Landsat 8 / Landsat 9 scenes are available from USGS Earth Explorer (earthexplorer.usgs.gov). Download Collection 2 Level-2 Surface Reflectance products. Band files end in _SR_B3.TIF, _SR_B4.TIF, _SR_B5.TIF, _SR_B6.TIF, and _SR_B7.TIF. All Landsat bands at the same scene are already at 30 m resolution, so no resampling is required for index computation.

Spectral Index Band Reference Table

IndexSatelliteBand A (role)Band B (role)Threshold
NDVISentinel-2B08 — NIR (10 m)B04 — Red (10 m)> 0.2 vegetation
NDVILandsat 8/9B5 — NIR (30 m)B4 — Red (30 m)> 0.2 vegetation
NDWISentinel-2B03 — Green (10 m)B08 — NIR (10 m)> 0.0 water
NDWILandsat 8/9B3 — Green (30 m)B5 — NIR (30 m)> 0.0 water
NDSISentinel-2B03 — Green (10 m)B11 — SWIR 1 (20 m)> 0.4 snow
NDSILandsat 8/9B3 — Green (30 m)B6 — SWIR 1 (30 m)> 0.4 snow
NBRSentinel-2B08 — NIR (10 m)B12 — SWIR 2 (20 m)< 0.1 burned
NBRLandsat 8/9B5 — NIR (30 m)B7 — SWIR 2 (30 m)< 0.1 burned

Frequently Asked Questions

What is a good NDVI value for healthy vegetation?

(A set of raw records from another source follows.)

PR #1394, opened 2016-01-20
Fix stop the machine on close on Windows

alexandrev:
Introduce a delay and a two-step close windows procedure to allow to receive and execute the order to stop  the machine when Kitematic closes on Windows.

### DIFF
--- a/src/browser.js
+++ b/src/browser.js
@@ -7,10 +7,12 @@ import os from 'os';
 
 import path from 'path';
 import child_process from 'child_process';
+let Promise = require('bluebird');
 
 process.env.NODE_PATH = path.join(__dirname, 'node_modules');
 process.env.RESOURCES_PATH = path.join(__dirname, '/../resources');
 process.env.PATH = '/usr/local/bin:' + process.env.PATH;
+var exiting = false;
 
 var size = {}, settingsjson = {};
 try {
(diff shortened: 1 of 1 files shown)


alexandrev:
Ok, I found a way to solve the issue https://github.com/docker/kitematic/issues/1369 but I have to admit it's not a very 'pretty' solution but it has the only way I found to get it working.

The problem is this:

- On windows you are not using the before-quit event (I don't know why, but it doesn't work the same way than on Darwin system (MacOS X) ) but the close window event. 

When you receive that event and send it a new event to the app.js to close the machine if the setting is checked, but there is no time to receive the event so the action is never executed. So, the idea here is to do it two times. The first time you send the event and set a Promise to execute again the close method and then it closes.

If you find a better idea or way to get it fixed, please, go ahead!

mchiang0610:
@alexandrev Thanks for the notes. We are working on fixes for VM issues for both Mac and Windows. That being said, it'll take us some time to test and release this.

alexandrev:
No problem. I'm here only to help you. Have a nice day

alexandrev:
it seems that we have to prepare a simple app to prove the issue, so this it is going to take longer than expected. Which is the normal procedure here? We freeze the PR until we have a better solution from atom/electrom API? We go forward with this until we have a better solution to solve the UX for the Windows users? /cc @FrenchBen 

Thx!

alexandrev:
I don't understand we are wasting so much time to merge so easy PR to leave it to have conflics with the master branch...

FrenchBen:
@alexandrev I thought that the last iteration made it impossible to determine the closing of a window and that an issue would be opened with Atom? 
Merging code that is a 'temp' fix isn't a good solution IMHO. Unfortunately there are a lot of issues that need to be looked at first before the qa on the PR can be made accordingly. 

Time is the enemy here, which causes the above conflicts unfortunately :[

alexandrev:
Updating the branch to avoid conflicts.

Values above 0.6 indicate very dense, actively growing canopy — tropical rainforest, irrigated crops during peak season. Values between 0.4 and 0.6 represent moderate vegetation like temperate woodland, grassland in good condition, or crops at early canopy closure. Values between 0.2 and 0.4 are sparse vegetation such as shrubland, senescent crops, or degraded pasture. Below 0.2 is typically bare soil, rock, urban surfaces, or water. Negative values reliably indicate water bodies or snow.

Why must Band A and Band B have the same dimensions?

The index formula is computed pixel by pixel. Pixel i in Band A is paired with pixel i in Band B. If the bands have different widths or heights, the pixel-to-pixel correspondence breaks — NDSI and NBR for Sentinel-2 require this step because B11 and B12 are native 20 m while B03 and B08 are 10 m. In QGIS use Raster › Resample and match the target raster (B08 or B03) to upsample the 20 m band to 10 m before uploading.

What does NDWI above 0 mean in practice?

Positive NDWI values (> 0) indicate pixels where green reflectance exceeds NIR reflectance — a spectral signature unique to open water surfaces. Shallow water, flood-inundated fields, saturated soils, and coastal wetlands all show values between 0.1 and 0.6. Deep, clear water can reach above 0.6. Dense vegetation has high NIR and therefore negative NDWI, helping separate flooded fields from intact canopy.

How is NBR used for wildfire severity mapping?

The standard workflow computes NBR from a pre-fire scene and a post-fire scene, then subtracts: dNBR = NBR_pre − NBR_post. Positive dNBR indicates fire damage — the higher the value, the more severe the burn. The US Forest Service uses USGS-defined thresholds: dNBR › 0.1 is low severity, above 0.27 is moderate, and above 0.44 is high severity. This tool computes single-date NBR — you can run it twice and subtract the results to get dNBR manually.

Can I use this tool with other satellite sensors like MODIS or Landsat 7?

Yes. The formula itself is sensor-agnostic — as long as you upload the correct spectral band roles (NIR and Red for NDVI, Green and NIR for NDWI, etc.) the computation is valid. For Landsat 7 ETM+: NDVI uses B4 (NIR) and B3 (Red); NDSI uses B2 (Green) and B5 (SWIR 1). For MODIS: NDVI can use Band 2 (NIR 858 nm) and Band 1 (Red 645 nm). Select "Landsat 8/9" in the satellite selector — the band naming is different but the math is identical.

Does my satellite imagery stay private? Is it uploaded to a server?

No data is sent to any server. The GeoTIFF files are read entirely within your browser using the Web File API and the geotiff.js JavaScript library. Pixel computation, statistics, and canvas rendering all run in your browser's JavaScript engine. The files never leave your machine. This makes the tool suitable for commercial, confidential, or restricted imagery where upload-based tools would not be appropriate.